US Economy Adds 203000 Jobs, as Unemployment Falls to 5


The jobs picture brightened in November as hiring was stronger than expected and the unemployment rate fell to a 5-year low, data that increases the likelihood that the Federal Reserve will begin easing its stimulus efforts sooner, rather than later.


Still, many observers cautioned the encouraging figures from the Labor Department Friday don't necessarily mean the central bank will act when policy-makers meet later this month. A move early next year, they said, is the most likely scenario.


While the 203,000 jump in payrolls in November is an improvement over the 158,000 a month rate of hiring that prevailed in the summer, it is not much better than the 198,000 level in the first nine months of 2013.


'We think the chance of tapering this month has risen, but on balance we expect the Fed to wait a bit longer,' said Ian Shepherdson, chief economist at Pantheon Macroeconomics.


While the return of hundreds of thousands of federal employees following October's government shutdown may have exaggerated the move in the unemployment rate for November, the continuing payroll gains suggest the economy has picked up momentum very recently.


In November, the jobless rate dropped to 7 percent. Economists surveyed by Bloomberg before the Labor Department announcement had expected an increase of 185,000 jobs, with the unemployment rate falling by 0.1 percentage point to 7.2 percent.

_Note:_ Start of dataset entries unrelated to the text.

PR #695, opened 2023-11-11
Add support for the Lean language

GaetanLepage:
- add `plugins.lsp.servers.lean` ([leanls](https://github.com/neovim/nvim-lspconfig/blob/master/doc/server_configurations.md#leanls))
- add `plugins.lean` ([lean.nvim](https://github.com/Julian/lean.nvim))

### DIFF
--- a/plugins/languages/lean.nix
+++ b/plugins/languages/lean.nix
@@ -1,0 +1,316 @@
+{
+  lib,
+  helpers,
+  config,
+  pkgs,
+  ...
+}:
+with lib; let
+  cfg = config.plugins.lean;
+in {
+  options.plugins.lean =
+    helpers.extraOptionsOptions
+    // {
+      enable = mkEnableOption "lean-nvim";
+
+      package = helpers.mkPackageOption "lean-nvim" pkgs.vimPlugins.lean-nvim;
+
+      leanPackage = mkOption {
+        type = with types; nullOr package;
+        default = pkgs.lean4;
+        description = "Which package to use for lean.";
+        example = null;
+      };
+
+      lsp =
+        helpers.defaultNullOpts.mkNullable
+        (
+          with types;
+            submodule {
+              freeformType = types.attrs;
+              options = {
+                enable = helpers.defaultNullOpts.mkBool true ''
+                  Whether to enable the Lean language server(s) ?
+
+                  Set to `false` to disable, otherwise should be a table of options to pass to
+                  `leanls`.
+                  See https://github.com/neovim/nvim-lspconfig/blob/master/doc/server_configurations.md#leanls
+                  for details.
+                '';
+
+                on_attach = helpers.mkNullOrOption types.str ''
+                  The LSP handler.
+                '';
+
+                init_options = helpers.mkNullOrOption (with types; attrsOf anything) ''
+                  The options to configure the lean language server.
+                  See `Lean.Lsp.InitializationOptions` for details.
+                '';
+              };
+            }
+        )
+        "{}"
+        "LSP settings.";
+
+      ft = {
+        default = helpers.defaultNullOpts.mkStr "lean" ''
+          The default filetype for Lean files.
+        '';
+
+        nomodifiable = helpers.mkNullOrOption (with types; listOf str) ''
+          A list of patterns which will be used to protect any matching Lean file paths from being
+          accidentally modified (by marking the buffer as `nomodifiable`).
+
+          By default, this list includes the Lean standard libraries, as well as files within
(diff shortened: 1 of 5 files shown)


plugins/languages/lean.nix
```diff
@@ -0,0 +1,316 @@
...
+                  `leanls`.
+                  See https://github.com/neovim/nvim-lspconfig/blob/master/doc/server_configurations.md#leanls
+                  for details.
+                '';
+
+                on_attach = helpers.mkNullOrOption types.str ''
+                  The LSP handler.
+                '';
+
+                init_options = helpers.mkNullOrOption types.attrs ''
```
traxys, line 45: Could you use types.attrsOf types.anything? 

They are better handled in merging:
```
    attrs = mkOptionType {
      merge = loc: foldl' (res: def: res // def.value) {};
    };
```

vs 

```
    attrsOf = elemType: mkOptionType rec {
      merge = loc: defs:
        mapAttrs (n: v: v.value) (filterAttrs (n: v: v ? value) (zipAttrsWith (name: defs:
            (mergeDefinitions (loc ++ [name]) elemType defs).optionalValue
          )
          # Push down position info.
          (map (def: mapAttrs (n: v: { inherit (def) file; value = v; }) def.value) defs)));
    };

    anything = mkOptionType {
      merge = loc: defs:
        let
          getType = value:
            if isAttrs value && isStringLike value
            then "stringCoercibleSet"
            else builtins.typeOf value;

          # Returns the common type of all definitions, throws an error if they
          # don't have the same type
          commonType = foldl' (type: def:
            if getType def.value == type
            then type
            else throw "The option `${showOption loc}' has conflicting option t
ypes in ${showFiles (getFiles defs)}"
          ) (getType (head defs).value) defs;

          mergeFunction = {
            # Recursively merge attribute sets
            set = (attrsOf anything).merge;
            # Safe and deterministic behavior for lists is to only accept one d
efinition
            # listOf only used to apply mkIf and co.
            list =
              if length defs > 1
              then throw "The option `${showOption loc}' has conflicting defini
tions, in ${showFiles (getFiles defs)}."
              else (listOf anything).merge;
            # This is the type of packages, only accept a single definition
            stringCoercibleSet = mergeOneOption;
            lambda = loc: defs: arg: anything.merge
              (loc ++ [ "<function body>" ])
              (map (def: {
                file = def.file;
                value = def.value arg;
              }) defs);
            # Otherwise fall back to only allowing all equal definitions
          }.${commonType} or mergeEqualOption;
        in mergeFunction loc defs;
  };
```

plugins/languages/lean.nix
```diff
@@ -0,0 +1,316 @@
...
+        '';
+
+        lean3 = {
+          showFilter = helpers.defaultNullOpts.mkBool true "";
+
+          mouseEvents = helpers.defaultNullOpts.mkBool false ''
+            Setting this to `true` will simulate mouse events in the Lean 3 infoview, this is buggy
+            at the moment so you can use the I/i keybindings to manually trigger these.
+          '';
+        };
```
traxys, line 145: shouldn this be in the global scope  and not in `infoview` ? (as from the README.rst):

```lua
  -- Redirect Lean's stderr messages somehwere (to a buffer by default)
  stderr = {
    enable = true,
    -- height of the window
    height = 5,
    -- a callback which will be called with (multi-line) stderr output
    -- e.g., use:
    --   on_lines = function(lines) vim.notify(lines) end
    -- if you want to redirect stderr to `vim.notify`.
    -- The default implementation will redirect to a dedicated stderr
    -- window.
    on_lines = nil,
  },

  -- Legacy Lean 3 support (on_attach is as above, your LSP handler)
  lsp3 = { on_attach = on_attach },

  -- mouse_events = true will simulate mouse events in the Lean 3 infoview, this is buggy at the moment
  -- so you can use the I/i keybindings to manually trigger these
  lean3 = { mouse_events = false },
}
```

traxys (changes requested):

plugins/languages/lean.nix
GaetanLepage: Oh I didn't know that !
Done

plugins/languages/lean.nix
GaetanLepage: This is indeed what the documentation suggests, but after looking at the code, this is clearly under `infoview`.
This isn't the only error I spotted in this documentation section.

traxys: Indeed.... I tried to search for a compatibility layer but there does not seem to be any

traxys (approved):

PR #696, opened 2023-11-13
plugins/efm: Install mypy & ruff

GaetanLepage:


traxys (approved):
The commit name is misleading, it's more along the lines of "plugin/efm: Install mypy & ruff".

I think we need a warning if the user selects programs that are not in this list.

PR #698, opened 2023-11-13
plugins/lsp: add biome language server

zachcoyle:


plugins/lsp/language-servers/default.nix
```diff
@@ -20,6 +20,12 @@ with lib; let
       description = "Enable bashls, for bash.";
       package = pkgs.nodePackages.bash-language-server;
     }
+    {
+      name = "biome";
+      description = "Enable Biome, Toolchain of the Web";
+      package = pkgs.biome;
+      cmd = cfg: ["${cfg.package}/bin/biome" "lsp-proxy"];
```
GaetanLepage, line 27: I don't think that this is needed as `nvim-lspconfig` has set `biome lsp-proxy` as the default command.
As `cfg.package` will be added to `extraPackages` (and thus `"${cfg.package}/bin"` will be added to the `$PATH`), the command should resolve nicely.

plugins/lsp/language-servers/default.nix
```diff
@@ -20,6 +20,11 @@ with lib; let
       description = "Enable bashls, for bash.";
       package = pkgs.nodePackages.bash-language-server;
     }
+    {
+      name = "biome";
+      description = "Enable Biome, Toolchain of the Web";
+      package = pkgs.biome;
+    }
```
GaetanLepage, line 27:
```suggestion
    {
      name = "biome";
      description = "Enable Biome, Toolchain of the Web";
    }
```
Actually we don't need this line either because by default, we assume that the corresponding package has the same name as the language server.

zachcoyle: ah! makes sense. I was wondering why some didn't have a `package`

GaetanLepage (approved):
All good ! Thanks :)

PR #703, opened 2023-11-15
plugins/dap-go: add buildFlags option

hmajid2301:
We are missing the `build_flags` config option, https://github.com/leoluz/nvim-dap-go#configuring


GaetanLepage (approved):
Thank you for this addition :

hmajid2301:
I need it for my debugger :sweat_smile: as well :).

Payrolls are tracked using data gathered from employers, while the unemployment rate is based on a separately survey of households.


On Wall Street, the monthly report on the labor market is by far the most closely watched economic indicator, but the November data created more anticipation than usual.


That's because the Federal Reserve seems poised to begin slowly easing back on its stimulus efforts. While the move had been expected in September, it was put off amid mixed economic data instead of the sustained signs of improvement policy makers want to see. The delay by the central bank caught Wall Street off guard three months ago.


But the spate of recent positive data, economists said, could bolster the case for the Fed to start pulling back in the coming months. . The latest figures on hiring follow more robust data for economic growth and jobless claims on Thursday and a report on Monday showing increased activity at factories.


While welcome news for job seekers, a healthier labor market is likely to be viewed more warily by investors and traders, at least in the short term.


Stronger economic growth and employment gains should bolster corporate earnings and therefore stocks over time, but speculators fear a quick Fed tapering could sap the stock market's recent momentum. The Standard & Poor's 500-stock index is up more than 25 percent in 2013. In premarket trading after the Labor Department data came out, stocks were higher.


Although the holiday shopping season seems to have gotten off to a mixed start, the retail sector added 22,000 jobs last month. Manufacturers, a sector that is closely watched as a bellwether for the broader economy, hired 27,000 workers. And the overall participation rate rose 0.2 percentage point to 63 percent, reversing a decline in recent months.


Even as the overall unemployment rate fell, the situation does remain desperate in some pockets of the labor market.


For example, the unemployment rate among workers aged 16 to 19 remains above 20 percent. And for workers with less than a high school diploma, the jobless rate stood at 10.8 percent.